*Brief:* Among the entries below, please repeat exactly and only the lines from the line containing "PR #8545, opened 2024-08-14" to the line containing "AndrewGlazier, line 36: Can", both lines included.

● ● ● ● ● ● ●

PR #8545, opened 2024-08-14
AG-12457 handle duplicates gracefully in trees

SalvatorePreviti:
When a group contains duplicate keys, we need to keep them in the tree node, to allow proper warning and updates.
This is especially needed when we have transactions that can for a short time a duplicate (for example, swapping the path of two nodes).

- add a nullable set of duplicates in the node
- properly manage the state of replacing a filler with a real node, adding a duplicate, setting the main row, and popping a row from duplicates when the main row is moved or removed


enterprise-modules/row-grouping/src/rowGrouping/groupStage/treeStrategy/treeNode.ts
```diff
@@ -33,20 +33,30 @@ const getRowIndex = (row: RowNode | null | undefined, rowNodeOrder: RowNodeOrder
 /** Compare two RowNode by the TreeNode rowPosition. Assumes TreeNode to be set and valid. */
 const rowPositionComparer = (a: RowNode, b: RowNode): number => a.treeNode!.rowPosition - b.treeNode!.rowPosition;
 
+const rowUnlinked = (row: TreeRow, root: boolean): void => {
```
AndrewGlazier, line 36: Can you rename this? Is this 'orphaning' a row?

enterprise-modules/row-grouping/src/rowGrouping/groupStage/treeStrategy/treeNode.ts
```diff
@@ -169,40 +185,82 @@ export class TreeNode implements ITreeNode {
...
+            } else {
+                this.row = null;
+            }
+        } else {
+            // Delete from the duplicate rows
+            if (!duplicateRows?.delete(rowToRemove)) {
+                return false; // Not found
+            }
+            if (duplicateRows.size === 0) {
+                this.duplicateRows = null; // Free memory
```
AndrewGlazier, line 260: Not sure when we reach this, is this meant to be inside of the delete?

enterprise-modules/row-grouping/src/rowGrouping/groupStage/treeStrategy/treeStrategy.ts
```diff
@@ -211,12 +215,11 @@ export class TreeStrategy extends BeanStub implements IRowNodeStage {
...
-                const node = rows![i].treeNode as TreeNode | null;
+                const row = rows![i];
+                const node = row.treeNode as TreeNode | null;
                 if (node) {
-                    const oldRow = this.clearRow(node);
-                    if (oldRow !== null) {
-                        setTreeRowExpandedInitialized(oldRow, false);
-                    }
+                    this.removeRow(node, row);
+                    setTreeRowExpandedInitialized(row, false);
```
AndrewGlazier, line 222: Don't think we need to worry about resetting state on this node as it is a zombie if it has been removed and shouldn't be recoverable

● ● ● ● ● ● ●

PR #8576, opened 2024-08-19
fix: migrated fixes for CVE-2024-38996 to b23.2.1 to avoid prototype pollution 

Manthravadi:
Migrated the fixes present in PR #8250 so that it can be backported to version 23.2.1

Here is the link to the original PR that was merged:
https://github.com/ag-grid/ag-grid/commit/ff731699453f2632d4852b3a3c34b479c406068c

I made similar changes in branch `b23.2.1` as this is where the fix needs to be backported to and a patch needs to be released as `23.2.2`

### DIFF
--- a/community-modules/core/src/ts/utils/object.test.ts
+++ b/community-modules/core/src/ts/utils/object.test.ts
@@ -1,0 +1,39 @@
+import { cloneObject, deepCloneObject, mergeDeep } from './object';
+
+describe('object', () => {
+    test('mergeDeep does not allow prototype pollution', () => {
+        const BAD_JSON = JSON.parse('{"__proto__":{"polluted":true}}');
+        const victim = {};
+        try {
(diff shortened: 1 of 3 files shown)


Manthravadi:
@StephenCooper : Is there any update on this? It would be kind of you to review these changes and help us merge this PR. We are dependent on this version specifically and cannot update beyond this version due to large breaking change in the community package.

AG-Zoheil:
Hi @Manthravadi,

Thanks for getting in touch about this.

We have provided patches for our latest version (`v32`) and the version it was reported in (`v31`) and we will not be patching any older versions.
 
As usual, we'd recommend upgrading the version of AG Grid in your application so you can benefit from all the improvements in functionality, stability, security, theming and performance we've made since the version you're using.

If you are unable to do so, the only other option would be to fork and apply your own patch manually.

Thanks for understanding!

● ● ● ● ● ● ●

*Output for this exercise:*
PR #8545, opened 2024-08-14
AG-12457 handle duplicates gracefully in trees

SalvatorePreviti:
When a group contains duplicate keys, we need to keep them in the tree node, to allow proper warning and updates.
This is especially needed when we have transactions that can for a short time a duplicate (for example, swapping the path of two nodes).

- add a nullable set of duplicates in the node
- properly manage the state of replacing a filler with a real node, adding a duplicate, setting the main row, and popping a row from duplicates when the main row is moved or removed


enterprise-modules/row-grouping/src/rowGrouping/groupStage/treeStrategy/treeNode.ts
```diff
@@ -33,20 +33,30 @@ const getRowIndex = (row: RowNode | null | undefined, rowNodeOrder: RowNodeOrder
 /** Compare two RowNode by the TreeNode rowPosition. Assumes TreeNode to be set and valid. */
 const rowPositionComparer = (a: RowNode, b: RowNode): number => a.treeNode!.rowPosition - b.treeNode!.rowPosition;
 
+const rowUnlinked = (row: TreeRow, root: boolean): void => {
```
AndrewGlazier, line 36: Can you rename this? Is this 'orphaning' a row?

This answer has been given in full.